Dieses Thema interessiert mich nicht (lacht).

Neuer Versuch: Wie groß ist die Chance des FC Bayern auf den dritten Titel in Serie?

Es gab keine Testspiele, ich habe keine Ahnung, wer in welcher Verfassung ist. Klar ist für mich deshalb nur: Wir spielen das Turnier nicht, um am Ende Zweiter zu werden.

Welche Faktoren werden entscheiden?

In Geisterspielen ist die mentale Komponente viel wichtiger als sonst. Aus meiner Sicht ist sie sogar mindestens so wichtig wie die Qualität der Spieler.

Gibt es, auch ohne Fans, einen Heimvorteil für den FC Bayern?

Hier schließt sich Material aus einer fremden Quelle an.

PR #1733, opened 2024-09-09
Feature/revision index

shiyan2016:
add revision fieldindex to optimize list revisions operation

### DIFF
--- a/pkg/controller/sidecarset/sidecarset_controller_test.go
+++ b/pkg/controller/sidecarset/sidecarset_controller_test.go
@@ -9,6 +9,7 @@ import (
 	appsv1alpha1 "github.com/openkruise/kruise/apis/apps/v1alpha1"
 	"github.com/openkruise/kruise/pkg/control/sidecarcontrol"
 
+	"github.com/openkruise/kruise/pkg/util/fieldindex"
 	appsv1 "k8s.io/api/apps/v1"
 	corev1 "k8s.io/api/core/v1"
 	metav1 "k8s.io/apimachinery/pkg/apis/meta/v1"
@@ -17,6 +18,7 @@ import (
 	"k8s.io/apimachinery/pkg/util/intstr"
 	clientgoscheme "k8s.io/client-go/kubernetes/scheme"
 	"k8s.io/client-go/tools/record"
+	"k8s.io/kubernetes/pkg/apis/apps"
 	utilpointer "k8s.io/utils/pointer"
 	"sigs.k8s.io/controller-runtime/pkg/client"
 	"sigs.k8s.io/controller-runtime/pkg/client/fake"
@@ -137,6 +139,7 @@ func init() {
 	utilruntime.Must(appsv1.AddToScheme(scheme))
 	utilruntime.Must(appsv1alpha1.AddToScheme(scheme))
 	utilruntime.Must(corev1.AddToScheme(scheme))
+	utilruntime.Must(apps.AddToScheme(scheme))
 }
 
 func getLatestPod(client client.Client, pod *corev1.Pod) (*corev1.Pod, error) {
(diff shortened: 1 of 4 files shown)


pkg/util/history/controller_history.go
```diff
@@ -44,16 +47,14 @@ type realHistory struct {
 func (rh *realHistory) ListControllerRevisions(parent metav1.Object, selector labels.Selector) ([]*apps.ControllerRevision, error) {
 	// List all revisions in the namespace that match the selector
 	revisions := apps.ControllerRevisionList{}
-	err := rh.List(context.TODO(), &revisions, &client.ListOptions{Namespace: parent.GetNamespace(), LabelSelector: selector})
-	if err != nil {
-		return nil, err
+	opts := &client.ListOptions{
```
furykerry, line 50: consider add DisableDeepCopy option

furykerry:
plz fix the ut

pkg/util/history/controller_history_test.go
```diff
@@ -69,7 +71,13 @@ func TestRevisionHistory(t *testing.T) {
 		t.Fatalf("Failed to new controller revision: %v", err)
 	}
 
-	fakeClient := fake.NewClientBuilder().Build()
+	fakeClient := fake.NewClientBuilder().WithIndex(&apps.ControllerRevision{}, fieldindex.IndexNameForOwnerRefUID, func(obj client.Object) []string {
+		var owners []string
```
ABNER-1, line 75: There are so many errors in other uts and can be fixed by using client with index.
I think we should wrap this code with a customized function and replace `fake.NewClientBuilder()`.

pkg/util/history/controller_history.go
ABNER-1: When use DisableDeepCopy, kruise will panic in e2e because some update codes in cloneset VCTHashEqual handler. 
We should fix it. @shiyan2016 


pkg/controller/cloneset/cloneset_controller.go:453
```go
lastEqualRevision := equalRevisions[equalCount-1]
if !VCTHashEqual(lastEqualRevision, updateRevision) {
	klog.InfoS("Revision vct hash will be updated", "revisionName", lastEqualRevision.Name, "lastRevisionVCTHash", lastEqualRevision.Annotations[volumeclaimtemplate.HashAnnotation], "updateRevisionVCTHash", updateRevision.Annotations[volumeclaimtemplate.HashAnnotation])
	lastEqualRevision.Annotations[volumeclaimtemplate.HashAnnotation] = updateRevision.Annotations[volumeclaimtemplate.HashAnnotation]
}
// if the equivalent revision is not immediately prior we will roll back by incrementing the
// Revision of the equivalent revision
updateRevision, err = r.controllerHistory.UpdateControllerRevision(equalRevisions[equalCount-1], updateRevision.Revision)
```

pkg/controller/sidecarset/sidecarset_controller_test.go
```diff
@@ -137,6 +139,7 @@ func init() {
 	utilruntime.Must(appsv1.AddToScheme(scheme))
 	utilruntime.Must(appsv1alpha1.AddToScheme(scheme))
 	utilruntime.Must(corev1.AddToScheme(scheme))
+	utilruntime.Must(apps.AddToScheme(scheme))
```
furykerry, line 142: there is no need to add unversioned scheme here, L139 already do the job

ABNER-1 (changes requested):

pkg/controller/sidecarset/sidecarset_controller_test.go
```diff
@@ -219,6 +229,13 @@ func testUpdateWhenSidecarSetPaused(t *testing.T, sidecarSetInput *appsv1alpha1.
 
 	fakeClient := fake.NewClientBuilder().WithScheme(scheme).
 		WithObjects(sidecarSetInput, podInput).
+		WithIndex(&apps.ControllerRevision{}, fieldindex.IndexNameForOwnerRefUID, func(obj client.Object) []string {
```
furykerry, line 232: use appsv1.ControllerRevision{}

Issue #1735, opened 2024-09-10
[BUG] Sidecarset sourceContainerNameFrom 并不支持name,namespace


magicsong:
**What happened**:
https://github.com/pigletfly/kruise/blob/6a62320848f8e10e037c747eeef6b99552af7fa9/pkg/control/sidecarcontrol/util.go#L434
**What you expected to happen**:
这里hardcode枚举了，仅仅支持labels和annoation，sidecar无法获取自己的name,namepsace
**How to reproduce it (as minimally and precisely as possible)**:

**Anything else we need to know?**:

**Environment**:
- Kruise version: 最新代码
- Kubernetes version (use `kubectl version`):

Es ist, wie wenn man ein paar Freunde zu sich nach Hause einlädt, das Essen aber nicht selbst kocht. Man isst zwar auf seinem Teller und mit seinem Besteck, es ist aber nicht sicher, dass es einem auch am besten schmeckt. Klar kennen wir unsere Halle, aber auch die anderen Teams werden sich ganz sicher sehr schnell akklimatisieren.

„Für mich wäre dieser Titel sogar noch wertvoller“

Wie viel wert ist der Titel eines Corona-Meisters?

Es gibt ja Kritiker, die meinen, diese Meisterschaft zähle nicht richtig . . .

. . . Sie sehen das anders?

Komplett anders. Für mich wäre dieser Titel sogar noch wertvoller.

Warum?

Weil wir alle durch eine enorm schwierige Zeit mit vielen Sorgen, Ängsten und Unsicherheiten gegangen sind. Wer nun auch noch den Weg findet, sportlich erfolgreich zu sein, der hat eine ganz außergewöhnliche Leistung vollbracht.

Die MHP Riesen Ludwigsburg waren, als die Saison unterbrochen wurde, Zweiter. Ist dieses Team ein Titelkandidat?

Auf jeden Fall, und das sage ich nicht nur, weil wir in Ludwigsburg verloren haben.

Sondern?

Dieser Verein verfolgt seit Jahren ein Konzept, hat zudem einen sehr guten, erfahrenen Trainer mit einer Philosophie, für die er über die richtigen Spieler verfügt. Ich habe nicht nur vor Ludwigsburg Respekt – aber vor allem vor Ludwigsburg.

Zuletzt gab es in der Bundesliga Anti-Rassismus-Proteste von Fußball-Profis. Rechnen Sie während des Turniers mit ähnlichen Aktionen von Basketballern?

Wir leben in einer Zeit, in der Solidarität und Zusammenhalt absolut nötig sind, vielleicht mehr als je zuvor. Ich werde sicherlich niemandem verbieten, seine Meinung zu sagen. Und zugleich vertraue ich den Spielern, dass sie ganz genau wissen, was sie tun und für was ihr Verein und der Basketball-Sport weltweit stehen.